Integrated Mechanistic-Based Framework for Sustainable “Green Street” Rehabilitation of Urban Low-Volume Roads

Abstract

This research developed a mechanistic-based framework for recycling rubble materials into high-value-added engineered road structural materials for use in urban road rehabilitation. Scientific-based engineering methods were integrated with advanced materials processing, road construction, and nondestructive asset management techniques to explicitly quantify the benefits of recycled material systems using reclaimed asphalt pavement (RAP) and portland cement concrete (PCC) rubble generated within the city of Saskatoon, Saskatchewan, Canada. The ability to process RAP and PCC rubble to meet or exceed conventional granular aggregate specifications with minimal waste was demonstrated. It was found that RAP and PCC aggregates can exceed the mechanistic material constitutive properties of conventional city of Saskatoon granular base aggregates by at least 30%. The mechanistic material property value of unstabilized RAP and PCC was demonstrated in addition to the benefits of various cold stabilization systems using cement and emulsion.

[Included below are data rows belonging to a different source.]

PR #176, opened 2017-06-21
Put samples in a section

nd:


semoro:
Not sure that we should put samples in section, cause you may want to write some description around a sample. I think it's better to remove grouping in section in IDE

nd:
I wonder how one can write a description for sample? The `@sample` doesn't allow that. I've ended up writing comments inside the sample function. Is there a better way?

MarcinAman:
Hi, 
dokka has been rewritten and now samples have its own section in the documentation. May want to check out latest version: 1.4.10 👍

PR #192, opened 2017-07-12
Add global configuration "includeNonPublic"

### LINKED ISSUE #181: includeNonPublic as top level configuration
It'd be useful if "includeNonPublic" could be made a top level configuration option outside packageOptions. 

Default on top-level should be false for obvious reasons, but we have a use-case of creating documentation for non-public functions for complete projects. When packageOptions is properly working (see #178) I _assume_ I could solve it with a very globally setup prefix, too - but I'm not sure if having to provide packageOptions for global setups is the best way to do this.

HaasJona:
Fixes #181

### DIFF
--- a/README.md
+++ b/README.md
@@ -64,6 +64,9 @@ dokka {
     // When set to default, caches stored in $USER_HOME/.cache/dokka
     cacheRoot = 'default' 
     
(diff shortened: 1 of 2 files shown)


semoro:
Thank you!

Issue #221, opened 2017-10-05
External documentation links to nested classes are incorrect for Android documentation.


adesentenac:
When dokka generates links to subclasses, or interfaces in classes, from external documentation (for example for Android), instead of outputting a . for the last separator, it outputs a /

i.e. instead of creating a link to https://developer.android.com/reference/android/view/GestureDetector.SimpleOnGestureListener.html it generates a link to https://developer.android.com/reference/android/view/GestureDetector/SimpleOnGestureListener.html
(note that the correct case is GestureDetector.Simple... and the incorrect is GestureDetector/Simple...)

Idem for interfaces, instead of: https://developer.android.com/reference/android/view/View.OnClickListener.html it generates: https://developer.android.com/reference/android/view/View/OnClickListener.html

The same issue appears when using custom external documentation (in my case to Exoplayer classes).

adesentenac:
I've created a pull request to fix this issue, and also handling external documentations which uses dash instead of parenthesis and commas as separators between parameters, like: https://google.github.io/ExoPlayer/doc/reference/com/google/android/exoplayer2/Player.EventListener.html#onPlayerStateChanged-boolean-int-

Let me know if you see anything wrong with my fix.

kamildoleglo:
AFAIK this has been fixed in the `1.4.10.2` release,  please feel free to reopen if the issue persists

PR #223, opened 2017-10-11
#221 - Updates external documentation link configuration

adesentenac:
Fix for #221 
Updates external documentation link generation configuration to support keeping the dot as separator between a class and its inner class, as well as using the dash for as a parameter separator, since both are used in Google API documentations.

Adds `useDotAsSubclassSeparator` to keep `.` as separator between a class and its subclass. Fixes links to Android documentation (e.g. https://developer.android.com/reference/android/view/View.OnClickListener.html)

Adds `useDashAsParameterSeparator` to replaces parenthesis and commas as parameters separator, to support some Google API documentations (like http://google.github.io/guice/api-docs/latest/javadoc/com/google/inject/grapher/Edge.html#copy-com.google.inject.grapher.NodeId-com.google.inject.grapher.NodeId- or https://google.github.io/ExoPlayer/doc/reference/com/google/android/exoplayer2/Player.EventListener.html#onLoadingChanged-boolean-) 

I have tested the gradle plugins. The maven plugin and ant task should also work, since I didn't see anything specific in the code, but are untested.
The command line is not supported, since I don't know how we would want to add the additional parameters to the command line (adding ^ separators might not be really clear since both new parameters are booleans).

### DIFF
--- a/README.md
+++ b/README.md
@@ -121,6 +121,12 @@ dokka {
         
         // If package-list file located in non-standard location
         // packageListUrl = new URL("file:///home/user/localdocs/package-list") 
+
+        // If the external documentation uses the dot as separator between a class and its inner class instead of a slash
+        // useDotAsSubclassSeparator = true
+
+        // If the external documentation uses the dash as separator between parameters
+        // useDashAsParameterSeparator = true
     }
     
     // Allows to customize documentation generation options on a per-package basis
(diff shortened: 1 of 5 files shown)


xit0c:
I'm facing the same issue this PR is trying to resolve. Any update about it?

tynn:
Your parameter suggests that you're handling subclasses, but you're actually handling nested classes

kamildoleglo:
Dokka has been rewritten since the creation of this PR, this issue has been fixed with multiple  ExternalLocationProviders ☺️

PR #234, opened 2017-10-31
Suppress all generated files (Java and Android projects)

### LINKED ISSUE #197: Suppressed files not honored when generating Javadoc (DokkaAndroidTask)
When generating Javadocs, the `collectSuppressedFiles(sourceRoots: List<SourceRoot>)` override is not honored. Therefore, Javadocs show generated files in the documentation. I came across this when generating docs for an Android library (DokkaAndroidTask).

The default documentation does honor the suppression, so the Kotlin docs do not have the generated files. The Kotlin documentation builder does a check for the suppressed files (see [DocumentationBuilder](https://github.com/Kotlin/dokka/blob/ec2f9aef111cd44eb7fb438c5fd03cf32be9eced/core/src/main/kotlin/Kotlin/DocumentationBuilder.kt#L862)).

I do not see a similar check in [JavaPsiDocumentationBuilder](https://github.com/Kotlin/dokka/blob/ec2f9aef111cd44eb7fb438c5fd03cf32be9eced/core/src/main/kotlin/Java/JavaPsiDocumentationBuilder.kt) or [KotlinAsJavaDocumentationBuilder](https://github.com/Kotlin/dokka/blob/ec2f9aef111cd44eb7fb438c5fd03cf32be9eced/core/src/main/kotlin/Kotlin/KotlinAsJavaDocumentationBuilder.kt)

codeprogression:
Documentation for generated files (in the `generated/source` path of the project build directory) were being suppressed for Android projects (`R`, `BuildConfig`). However, generated files were included in Java projects. This caused all generated classes in Java projects (such as Dagger annotation processing) to be documented which is not expected.

Moved the body of `collectSuppressedFiles()` function to `main.kt` from `androidMain.kt`.

Fixes #197.

### DIFF
--- a/runners/android-gradle-plugin/src/main/kotlin/mainAndroid.kt
+++ b/runners/android-gradle-plugin/src/main/kotlin/mainAndroid.kt
@@ -22,11 +22,6 @@ open class DokkaAndroidTask : DokkaTask() {
 
     @Input var noAndroidSdkLink: Boolean = false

Recycled RAP was used as a black base layer and PCC was used as a subbase course or a drainage and stress-dissipation layer, or both, in rehabilitated road structures of nine “Green Street” test sections constructed in Saskatoon. These test sections met or exceeded target structural designs and were validated by using nondestructive heavy-weight deflectometer testing. The use of recycled RAP and PCC rubble materials for urban road rehabilitation had economic, social, environmental, and energy benefits for the city of Saskatoon. Recycled rubble materials were found to provide a technically viable and cost-effective solution for rehabilitating urban low-volume roads relative to conventional granular aggregates.